PR #6204, opened 2025-07-30
FOEPD-1814: Annotation schema prototype

benjaminpkane:

Adds a proposed `SampleCollection.compute_annotation_schema` method

This is a starting point to drill down on initial boundaries for human annotation.

Questions to consider
* Should we persist annotation schemas? Where should they live? e.g. on a field document?
* Which annotation types should inspect the sample collection for possible values?
* The dataset schema (which defines field types) already exists. An annotation schema should supplement (and not contradict) this information

This work takes inspiration from the already documented [label schemas](https://docs.voxel51.com/user_guide/annotation.html#label-schema) used for third-party integrations

Python tests

-   [ ] Other

## Summary by CodeRabbit

* **New Features**
  * Added the ability to compute and retrieve a UI-facing annotation schema for a specific dataset field via the public API and collection-level method. Supports categorical, boolean, date/number, and nested annotation types, returning type, attributes, and classes for UI consumption.

* **Tests**
  * Added unit tests validating schema generation across multiple primitive and annotation field types.

### DIFF
--- a/fiftyone/core/annotation.py
+++ b/fiftyone/core/annotation.py
@@ -99,7 +99,8 @@ def compute_annotation_schema(collection, field_name):
         - tags
 
     Args:
-        field_name: the field to process
+        collection: a :class:`SampleCollection`
+        field_name: the field name to process
 
     Raises:
         ValueError: if the field does not exists or annotation for its
--- a/fiftyone/core/annotation.py
+++ b/fiftyone/core/annotation.py
@@ -99,8 +99,8 @@ def compute_annotation_schema(collection, field_name):
         - tags
 
     Args:
-        collection: a :class:`SampleCollection`
-        field_name: the field name to process
+        collection: a :class:`fiftyone.core.collections.SampleCollection`
+        field_name: a field name or ``embedded.field.name`` to process
 
     Raises:
         ValueError: if the field does not exists or annotation for its
@@ -108,7 +108,6 @@ def compute_annotation_schema(collection, field_name):
 
     Returns:
         an annotation schema dictionary
-
     """
     if collection.media_type != fom.IMAGE:
         raise ValueError("only image datasets are supported")
--- a/fiftyone/core/annotation.py
+++ b/fiftyone/core/annotation.py
@@ -8,7 +8,6 @@ Annotation runs framework.
 
 import fiftyone.core.fields as fof
 import fiftyone.core.labels as fol
-import fiftyone.core.media as fom
 from fiftyone.core.runs import (
     BaseRun,
     BaseRunConfig,
@@ -109,9 +108,6 @@ def compute_annotation_schema(collection, field_name):
     Returns:
         an annotation schema dictionary
     """
-    if collection.media_type != fom.IMAGE:
-        raise ValueError("only image datasets are supported")
-
     if field_name is None:
         raise ValueError("field_name is required")
 
@@ -134,7 +130,9 @@ def compute_annotation_schema(collection, field_name):
             return {"default": None, "type": "input"}
 
     if is_list:
-        raise ValueError(f"unsupported annotation field {field}")
+        raise ValueError(
+            f"unsupported annotation field {field}; only StringField lists are supported"
+        )
 
     if isinstance(field, fof.BooleanField):
         return {
@@ -157,16 +155,6 @@ def compute_annotation_schema(collection, field_name):
 
     if not isinstance(field, fof.EmbeddedDocumentField):
         raise ValueError(f"unsupported annotation field {field}")
-
-    if not field.document_type in (
-        fol.Classification,
-        fol.Classifications,
-        fol.Detection,
-        fol.Detections,
-    ):
-        raise ValueError(
-            f"unsupported annotation document type {field.document_type}"
-        )
 
     _type = str(field.document_type.__name__).lower()
     if issubclass(field.document_type, fol._HasLabelList):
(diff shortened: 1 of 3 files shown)


fiftyone/core/annotation.py
```diff
@@ -78,3 +82,119 @@ class AnnotationResults(BaseRunResults):
...
+
+    Raises:
+        ValueError: if the field does not exists or annotation for its
+        field type is not supported
+
+    Returns:
+        an annotation schema dictionary
+
+    """
+    if collection.media_type != fom.IMAGE:
```
brimoor: why only image datasets?

If this is because the UX will initially only support classification/detections on image datasets, then same comment from below applies: perhaps we can go ahead and support all types in the SDK and then enforce any supported type limitations in the HA UX?

fiftyone/core/annotation.py
```diff
@@ -78,3 +82,119 @@ class AnnotationResults(BaseRunResults):
...
+    Annotation types are:
+        - checkbox
+        - input
+        - select
+        - radio
+        - text
+        - tags
+
+    Args:
+        collection: a :class:`SampleCollection`
```
brimoor: I believe you must use `fiftyone.core.collections.SampleCollection` for this to work in rendered docs. Relative names only work in class methods when referring to the class itself

fiftyone/core/annotation.py
```diff
@@ -78,3 +82,119 @@ class AnnotationResults(BaseRunResults):
...
+                "default": None,
+                "type": "checkbox" if is_list else "select",
+                "values": collection.distinct(field_name),
+            }
+        except:
+            # too many distinct values
+            return {"default": None, "type": "input"}
+
+    if is_list:
+        raise ValueError(f"unsupported annotation field {field}")
```
brimoor: nit: would be nice to explain in the error that only string lists are supported

fiftyone/core/annotation.py
```diff
@@ -78,3 +82,119 @@ class AnnotationResults(BaseRunResults):
...
+            fof.FloatField,
+            fof.IntField,
+        ),
+    ):
+        return {"type": "input", "default": None}
+
+    if not isinstance(field, fof.EmbeddedDocumentField):
+        raise ValueError(f"unsupported annotation field {field}")
+
+    if not field.document_type in (
```
brimoor: Do we need to raise an error in this method? Or can we go ahead and support all label types in this method and only ignore unsupported fields in the HA UX?

fiftyone/core/collections.py
```diff
@@ -3339,6 +3339,21 @@ def compute_metadata(
             progress=progress,
         )
 
+    def compute_annotation_schema(self, field_name):
+        """Compute the annotation schema for a field
+
+        Args:
+            field_name: the field to process
```
brimoor: nit: for consistency with other methods, I think we should explicitly document when a field name can be embedded:

```py
"""
            field_name: a field name or ``embedded.field.name`` to process
"""
```

fiftyone/core/collections.py
```diff
@@ -3339,6 +3339,21 @@ def compute_metadata(
             progress=progress,
         )
 
+    def compute_annotation_schema(self, field_name):
+        """Compute the annotation schema for a field
```
brimoor: For consistency with existing `SampleCollection` methods and to maximize usability for SDK users, I'd like us to include a full copy of the docstring from `foa.compute_annotation_schema()` here.

fiftyone/core/annotation.py
```diff
@@ -78,3 +82,119 @@ class AnnotationResults(BaseRunResults):
     """Base class for annotation run results."""
 
     pass
+
+
+def compute_annotation_schema(collection, field_name):
```
brimoor, line 86: What do you think about calling this "label schema" instead of "annotation schema" for consistency with the existing nomenclature?
https://docs.voxel51.com/user_guide/annotation.html#label-schema

A link to these docs would be nice in this docstring as well 😄

brimoor: How about allowing the user to provide a list of field names as well, in which case the returned schema is a dict in exactly the format described in the link above?

fiftyone/core/annotation.py
```diff
@@ -5,6 +5,10 @@
 | `voxel51.com <https://voxel51.com/>`_
 |
 """
+
+import fiftyone.core.fields as fof
```
brimoor, line 9: The existing utils like the `annotate()` method that use `label_schema`s is in the  `fiftyone.utils.annotations` module. Perhaps it would be good to move this method over there too for consistency, since the concepts are related?

I fully admit that the distinction between a `core` method and a `utils` method is a bit vague/under-specified.

Historically, I've used `core` for core data model and types that permeate all of FO, while `utils` was used for use-case dependent things that only apply to specific optional workflows or specific optional data types/external integrations that aren't required in order to use core FO.

The `annotate()` method initially wound up in `fiftyone.utils.annotations` because annotation was a purely external integration.

For context, stuff related to model evaluation is in `fiftyone.utils.eval`.

The only thing that *might* warrant putting label schema stuff in `core` is that this is *starting* to border on a core data model concept...

fiftyone/core/annotation.py
benjaminpkane: Thanks. Will adjust

fiftyone/core/annotation.py
benjaminpkane: Ok, will adjust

══════════

[WORK TASK] The answer should be one number: how many lines of the data above contain "Added".

[TASK RESULT] 2